Sans polémiquer, Vinzens fait la lumière sur un chapitre jusqu’ici inexploré : la position de Riemeck à l'époque national-socialiste. Elle fut en effet membre du NSDAP de 1941 à 1943, selon toute apparence pour des raisons purement opportunistes liées à sa carrière : cette adhésion au parti nazi lui permit en effet de passer son doctorat (« Les flagellants de Thuringe et les mouvements allemands de pénitents. Une contribution à l'histoire de l'hérésie allemande »). Son retrait du parti au moment de l’obtention de son diplôme de doctorat plaide également en faveur d'une adhésion stratégique. Ce qui pèse sur sa biographie n'est pas son affiliation au NSDAP, mais la négation persistante et proactive de cette appartenance par la suite. Vinzens exclut de façon indiscutable « une adhésion au parti à son insu et sans demande signée de sa propre main » et juge tout oubli ou refoulement peu probable suite à ce retrait calculé juste après son doctorat. Comme pour Friedrich Benesch, directeur du séminaire des prêtres de la Communauté des chrétiens de Stuttgart, comme pour l'écrivain Günter Grass ou le germaniste Wilhelm Emrich, cet oubli ou ce déni est assez irritant chez une autorité intellectuelle et morale de la stature de Riemeck. Un autre fait contribue à cet agacement : après la guerre, avec une insouciance politique étonnamment naïve, elle demanda à l'ancien professeur d'Iéna et SS-Hauptsturmführer Günther Franz de collaborer à ses publications historiques. Elle alla même jusqu’à le solliciter en 1950 pour un remplacement lors de son semestre d'enseignement en Angleterre. Vinzens considère les agissements de Riemeck après la guerre avec indulgence, et il les juge déterminés par « une sorte de posture cavalière et un regard que ne peuvent troubler ni doutes ni questions critiques ».

Renate Riemeck et la bachelière Ulrike Meinhof à Weilburg, 1953.
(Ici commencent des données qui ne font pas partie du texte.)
PR #6186, opened 2024-07-23
improve url regex

mamico:
Improved the url regex to allow non-public urls, such as https://intranet/ or file://server/share, e.g., for intranet.


davisagli:
@mamico Makes sense. Needs a towncrier entry before it's ready to merge.

packages/volto/news/6186.feature
```diff
@@ -0,0 +1 @@
+Improved url regex to allow non-public urls, such as https://intranet/ or file://server/share, e.g., for intranet. @mamico
```
stevepiercy, line 1: We need to wrap URLs with backticks to make these inline literals, else linkcheckbroken attempts to visit the URL and fails.

```suggestion
Improved URL regex to allow non-public or intranet URLs, such as `https://intranet/` or `file://server/share`. @mamico
```

stevepiercy (changes requested):
Update news.

stevepiercy (approved):
@davisagli already approved in a comment in this PR, so I'm approving, too, so that it can be merged when CI is all green.

PR #377, opened 2018-02-27
Update autostart.rst

schnappijedi:
Added simple method to start Syncthing automatically on Xfce.

### DIFF
--- a/users/autostart.rst
+++ b/users/autostart.rst
@@ -185,7 +185,7 @@ access the GUI type 127.0.0.1:8384 (by default) into Safari.
 Linux
 -----
 
-On Linux systems with a Graphical User Interface/ Desktop Environment.
+On Linux systems with a Graphical User Interface.
 ~~~~~~~~~~~~~~~~~~~~~~
 
 #. Find a program or menu entry similar to 'Startup Applications'.
@@ -193,13 +193,9 @@ On Linux systems with a Graphical User Interface/ Desktop Environment.
 #. Fill out the form:
 
    -  Name: Syncthing
-   -  Command: ``/path/to/syncthing/binary -no-browser -home="/home/your\_user/.config/syncthing"``
-   
-- The "Name:" field can read anything you want. A good choice might be: ``Syncthing``
-  
-- The "Description" field can be left blank or you can add any description you want.
+   -  Command: ``syncthing -no-browser``
 
-- The "Command" field must be edited to coincide with the location of the Syncthing binary and Syncthing data location (default data location is: /home/user/.config/syncthing) on your computer. You can put the Syncthing binary anywhere you want. Remember to set correct permissions especially if outside of home directory. A good location for the Syncthing binary might be: ``/user/home/Syncthing/syncthing``
+The "Command" field must coincide with the location of the Syncthing binary on your computer. ``which syncthing`` can be used to locate the binary. When Syncthing is installed through a package manager the location relative to root is not usually necessary which is why ``syncthing -no-browser`` works. If using a Syncthing binary file directly the command must point to the location of the Syncthing binary realtive to root. Example: ``/home/user/syncthing/syncthing -no-browser``
 
 Using Supervisord
 ~~~~~~~~~~~~~~~~~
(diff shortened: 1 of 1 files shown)


imsodin:
I don't think it is useful to have explicit instructions for different desktop environments. I know that we already have an "Ubuntu-like" entry (which should probably be a "Unity" entry). I would propose to instead of having desktop env specific explanations change that to one general entry about "Autostart using a desktop environment", where we essentially just mention that most DEs have an autostart setting and which command to add there.

calmh:
I agree. This is well intended but doesn't scale, and the page as is should be cleaned up.

schnappijedi:
First pull request. Wanted to get a feel for how a pull worked more than anything. Agree with points above. Would organize page like this.

Begin with short discussion of first deciding, regardless of system, if one wants Syncthing to start with a user or with the system and what the difference and implications are. Right now this is touched on in the start as a Windows service section but not mentioned in the systemd section despite being relevant for both (as well as being relevant to the Windows Task Manager startup part).

Specific steps for each method are pretty good right now and sections are organized correctly. Agree Ubuntu section should just be changed like @imsodin suggested. Especially relevant since Ubuntu isn't even using Unity anymore anyways.

All in all though this page is good. If you want to offer guidelines on how you as the developers would like to see it cleaned up would be happy to officially contribute to the most useful program that have ever used.

imsodin:
Great that you want to (already do) contribute to Syncthing's documentation. There's definitely plenty of room to optimize it.

In general what you propose sounds good. One point with regards to starting with system or user and the security implications: On windows it seems like running it with the system also means running it with higher privileges. That's not the case on linux, where you can run Syncthing on system startup as an "unprivileged" user. So if you want to include linux in this security segment, it needs to talk about running as root, not generally running on system startup.

schnappijedi:
Kept it simple. Made simple change of auto-starting on "Ubuntu" to auto-starting on "Linux systems with a Graphical User Interface/ Desktop Environment." Took a few edits to finalize changes. Not sure how to only submit final edit.

users/autostart.rst
```diff
@@ -185,15 +185,21 @@ access the GUI type 127.0.0.1:8384 (by default) into Safari.
 Linux
 -----
 
-On Ubuntu-like systems
+On Linux systems with a Graphical User Interface/ Desktop Environment.
```
imsodin: Simplify to the same style as other titles: "Using Desktop Environment"?

schnappijedi:
Was operating under assumption of creating direction for autostarting the binary, not Syncthing installed from any given distribution package manager. Good point as most looking at these directions will likely be using package manager.

What do you think? Solely touch on autostarting assuming using a package manager or divide into two sets of Linux Desktop autostart directions, one for binary one for Syncthing downloaded through package manager?

On a related note when Syncthing is downloaded through a package manager is the "Automatic upgrade" through the GUI  usually disabled/ removed by default since the package manger is doing the updates?

The -home option should have been removed. It was left over from the prior Ubuntu Unity directions.

imsodin:
I'd keep it as simple as possible, e.g. keep your first sentence and maybe add the info how to find the binary:
```
The "Command" field must be edited to coincide with the location of the Syncthing binary. If you don't know where that is, you may find it with the command ``which syncthing``. 
```
That applies regardless of whether you download the binary manually or use a package manager.

And the automatic upgrade is already disable in that case. There is a build flag to disable automatic upgrades.

imsodin:
I'd still make everything much more generic, i.e. remove all references to fields, forms, ... and don't use numerated steps. Basically just mention the option of using the DE's autostart menu and giving and explaining the command to use. Also I would always recommend the absolute path - you never know whether some DE doesn't care about $PATH for autostart commands (that would be somewhat ridiculous, but better be safe). And I'm still in favor of just "Using Desktop Environments" as title.

schnappijedi:
Never got email about reply. Looks like the changes we were all looking for were made. Will propose a  small change and then this can be closed whether accepted or not.

Is there a way to bring my fork up to date before proposing small change or does a new pull request have to be made to accomplish this?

En février 1940, après la mort de son mari Werner, Ingeborg Meinhof entreprit des études d'art avec le soutien de la ville de Iéna. Directeur du musée municipal et membre actif du NSDAP, Werner Meinhof avait joué un rôle déterminant dans l'exposition « Art dégénéré » de 1937. Veuve depuis quelques mois, sa femme se retrouva seule pour accompagner ses filles à travers les années de guerre. Son objectif était de devenir enseignante. Comme Renate, elle étudia donc à un rythme soutenu et obtint son doctorat au bout de trois ans seulement. Un jour, Ingeborg proposa à Renate, sa cadette de onze ans, une chambre dans l'appartement qu'elle louait. Les affaires de Renate tenaient dans une valise et le déménagement fut rapide. Elle devint sous-locataire de la famille Meinhof à l’été 1940 et, dès lors, ne vécut plus seule.